With all that in mind, one might imagine we know, say, what part of the brain does what. Certainly in the abstract we have been taught about the general roles of each region, and are likely to be correct on most of those, but even now there are questions about this understanding.
Most parts of the brain had their role first identified via gruesome injury; someone would suffer damage there, and then be unable to perform some human function, and thus the two must be related. Broca’s area, thought to be responsible for composing grammatical speech, was so named after Paul Pierre Broca. His identification of multiple patients experiencing similar speech impairment alongside physical damage to this area caused him to draw the connection. fMRI scans have also found heightened activity in the area while speaking, and so no one can doubt the connection.
Yet there have been many cases of tumors being removed from the area, destroying it nearly entirely, and yet leaving the victim with full speech abilities. There are various explanations, such as neuroplasticity, which is the idea that the brain can reassign responsibilities to other areas. A tumor is likely to allow time for this to occur, while blunt force trauma is not. Others take it as a sign that the area is not so critical to speech processing as has been thought.
What is the takeaway here? Well, we can see that there is a lot of ambiguity in understanding the purpose of various regions of the brain, and we are very, very far from being able to fully simulate the human mind or identify the exact purpose of specific neurons. Despite this, we still say we can understand the general functioning of the brain. We know the chemistry around neurons and we have created detailed and complex mappings of them. Neuroscience has led to numerous specific and useful advances that are being used in surgeries at this moment.
In other words, we understand the physical implementation of the mind without having fully realized vision of how the mind actually functions. This is the best description we could give to AI, too. We can build the neural networks, train them, and even analyze all of their weights; we can run them on GPUs custom built for them; we can have heated arguments on node count and deep learning techniques and all sorts of other technical details that the average American would hear as technobabble. But there’s a reason that Sam Bowman and just about every software engineer I’ve ever heard describes LLMs as black boxes. We understand the AI, but we don’t understand what is going on inside of it.

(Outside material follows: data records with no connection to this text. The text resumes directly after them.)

PR #1792, opened 2020-07-09
feat: add support for amqplib

### LINKED ISSUE #1791: Add support for RabbitMQ through amqplib

`apm-agent-nodejs` supports databases and Redis but not AMQP-related messaging services like RabbitMQ.

Add a wrapper for `amqplib`.

**Additional context**

IamBlueSlime:
This PR adds an implementation for the `amqplib` package. It creates a span when a message is sent to an AMQP server (like RabbitMQ).

I've tested all the versions of the package and it fails starting from `0.5.4`. That's why I've required at least the version `0.5.5`.

The simple test is passing.

Fixes elastic/apm-agent-nodejs#1791 

### Checklist

- [x] Implement code
- [x] Add tests
- [x] Update documentation


IamBlueSlime:
Travis's build is failing due to the `apollo-server-express` module.

lib/instrumentation/modules/amqplib.js
```diff
@@ -0,0 +1,54 @@
...
+
+  function wrapConnect (original) {
+    return function wrappedConnect (url) {
+      let protocol, host, port
+      if (typeof url === 'object') {
+        protocol = (url.protocol || 'amqp') + ':'
+        host = url.hostname
+        port = url.port || ((protocol === 'amqp:') ? 5672 : 5671)
+      } else {
+        var parts = URL(url, true)
```
vigneshshanmugam, line 42: Can you change this to use the default parser? https://github.com/elastic/apm-agent-nodejs/blob/62fc6acb0d03f874a3a28b9fc9768822faad14df/lib/parsers.js#L246-L248

lib/instrumentation/modules/amqplib.js
```diff
@@ -0,0 +1,54 @@
...
+    })
+  }
+
+  function wrapConnect (original) {
+    return function wrappedConnect (url) {
+      let protocol, host, port
+      if (typeof url === 'object') {
+        protocol = (url.protocol || 'amqp') + ':'
+        host = url.hostname
+        port = url.port || ((protocol === 'amqp:') ? 5672 : 5671)
```
vigneshshanmugam, line 40: nit: you can move the default port logic inside here to avoid doing two times
https://github.com/elastic/apm-agent-nodejs/blob/7d1c43b1986f112c686a4a0c0c95f5c7640a8405/lib/instrumentation/modules/amqplib.js#L24

lib/instrumentation/modules/amqplib.js
```diff
@@ -0,0 +1,54 @@
...
+      } else {
+        var parts = URL(url, true)
+        protocol = parts.protocol
+        host = parts.hostname
+        port = parseInt(parts.port) || ((protocol === 'amqp:') ? 5672 : 5671)
+      }
+
+      return original.apply(this, arguments).then(function (channelModel) {
+        patchChannelModel(channelModel, host, port)
```
vigneshshanmugam, line 49: Question: I am not too familiar with the amqplib, Does this code handle both the callback and promise version of the API? 

Can we add tests for the same?

package.json
```diff
@@ -105,7 +105,8 @@
     "sql-summary": "^1.0.1",
     "stackman": "^4.0.1",
     "traceparent": "^1.0.0",
-    "unicode-byte-truncate": "^1.0.0"
+    "unicode-byte-truncate": "^1.0.0",
+    "url-parse": "^1.4.7"
```
vigneshshanmugam, line 109: removed with using the default parser.

lib/instrumentation/modules/amqplib.js
```diff
@@ -0,0 +1,54 @@
...
+  agent.logger.debug('shimming amqplib.connect')
+  shimmer.wrap(amqplib, 'connect', wrapConnect)
+
+  return amqplib
+
+  function patchChannelModel (channelModel, host, port) {
+    agent.logger.debug('shimming amqplib.ChannelModel.connection.sendMessage')
+    shimmer.wrap(channelModel.connection, 'sendMessage', function (orig) {
+      return function (channel, method, fields, properties, props, content) {
+        var span = enabled && agent.startSpan(null, 'messaging', 'amqp', 'publish')
```
vigneshshanmugam, line 18: shouldn't `publish` be the actual method that gets called?

test/instrumentation/modules/amqplib.js
```diff
@@ -0,0 +1,65 @@
...
+  metricsInterval: 0,
+  centralConfig: false
+})
+
+var amqplib = require('amqplib')
+var test = require('tape')
+
+var mockClient = require('../../_mock_http_client')
+
+test('instrument simple message', function (t) {
```
vigneshshanmugam, line 16: may be add few more tests with different methods?

lib/instrumentation/modules/amqplib.js
IamBlueSlime: The callback version is just a wrapping of the promise version so it will work as it.
I can add a test for the callback version if you want.

lib/instrumentation/modules/amqplib.js
IamBlueSlime: `sendMessage` is the method needed to be patched but I've thought that `publish` is more universal. That's why I've named the span like this. Are you ok with that?

package.json
IamBlueSlime: Fixed in https://github.com/elastic/apm-agent-nodejs/pull/1792/commits/38fdf0b00bc64ff5933f58c194a74a4b54765f88

lib/instrumentation/modules/amqplib.js
IamBlueSlime: Fixed in https://github.com/elastic/apm-agent-nodejs/pull/1792/commits/38fdf0b00bc64ff5933f58c194a74a4b54765f88

lib/instrumentation/modules/amqplib.js
IamBlueSlime: Fixed in https://github.com/elastic/apm-agent-nodejs/pull/1792/commits/38fdf0b00bc64ff5933f58c194a74a4b54765f88

lib/instrumentation/modules/amqplib.js
vigneshshanmugam: Yeah adding a test should be good here.

IamBlueSlime: You were right, some issues with the callback version. I'm digging into.

IamBlueSlime:
One question @vigneshshanmugam, do you know how I can shim a submodule of one library? I need to shim `amqplib/callback_api`. It's not directly exposed from the `amqplib`. I need to replicate my patches to this file too for the callback version to work properly.

vigneshshanmugam:
@IamBlueSlime Have a look at this one https://github.com/elastic/apm-agent-nodejs/pull/1266/

IamBlueSlime:
I can't manage to find anything useful for my case on your PR. This is not another module but one file of it. I know `amqplib` is strange on its implementation but we don't have the choice haha.

Here is an exemple snipper showing what I'm telling: https://github.com/squaremo/amqp.node/blob/master/examples/tutorials/callback_api/send.js#L3

I think that this needs a refactor on the agent internals which is surely not the scope of this PR. Maybe we can go as far to support only the promise version for now?

vigneshshanmugam:
@IamBlueSlime What i meant is , you can add the callback version to the MODULES list and those calls will also be intercepted in the same way. 

https://github.com/elastic/apm-agent-nodejs/blob/6c81e4afcec1b502c1b52fbb59726efa76540c2f/lib/instrumentation/index.js#L13
```js
var MODULES = ['amqplib/callback_api', 'amqplib', ...]
```

Did you try it? Are you saying it did not work?

IamBlueSlime:
Yup, I've tested this but it loads only the `amqplib` module. I mean, with setting the log level to DEBUG it's saying that only the `amqplib` module is shimmed. I'm pretty sure that it's because it's a subfile and not a module under a `@` package group...

JCMais:
From looking at the instrumentation code, looks like taht if you add the `amqplib/callback_api` to the `MODULES` array like @vigneshshanmugam mentioned, you must also create a separated instrumentation at `amqplib/callback_api.js`, this is due to the way the instrumentation file is required here https://github.com/elastic/apm-agent-nodejs/blob/6c81e4afcec1b502c1b52fbb59726efa76540c2f/lib/instrumentation/index.js#L79-L84

test/instrumentation/modules/amqplib.js
```diff
@@ -0,0 +1,65 @@
...
+    t.strictEqual(trans.result, 'success')
+
+    var span = data.spans[0]
+
+    // t.strictEqual(span.name, null)
+    t.strictEqual(span.type, 'messaging')
+    t.strictEqual(span.subtype, 'amqp')
+    t.strictEqual(span.action, 'publish')
+    t.deepEqual(span.context.destination, {
+      service: { name: 'amqp', resource: 'amqp', type: 'messaging' },
```
imsergiobernal, line 115: I suggest type to be `message` instead of `messaging` in order to follow `request` type, which is not `requesting`. What do you think?

lib/instrumentation/modules/amqplib.js
imsergiobernal, line 18: I suggest type to be message instead of messaging in order to follow request type, which is not requesting. What do you think?

imsergiobernal, line 18: Why starting an span and not a transaction? I'm not pretty sure but I think that Express, for instance, starts with a transaction because if not, you should create a transaction before express handles the route request. I'm right?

This whole exercise so far has been a bit redundant. Two sides arguing at each other, each winning on a different platform. None are likely to read this article, and somehow fewer are likely to have their mind opened by my rephrasing of the issue. When the issues at stake are values, not words, then my critique and discussion of the words will have little bearing on the topic.
At the same time, I can’t help but hope it matters somehow. Maybe if each side really did know what the other meant, it would lead to more productive arguments. Perhaps some values would shift as a result. Perhaps I am being overly cynical, and people’s beliefs really are predicated on the nature of this argument along the lines that I’ve drawn. At the very least I can feel like I, personally, have carved out a winning ‘third way’ in this incredibly annoying social media debate, which is one of the few pleasures left to us in this addled world.
Notably developed by John Searle, who passed away only three weeks ago and whose later years were defined by sexual assault allegations.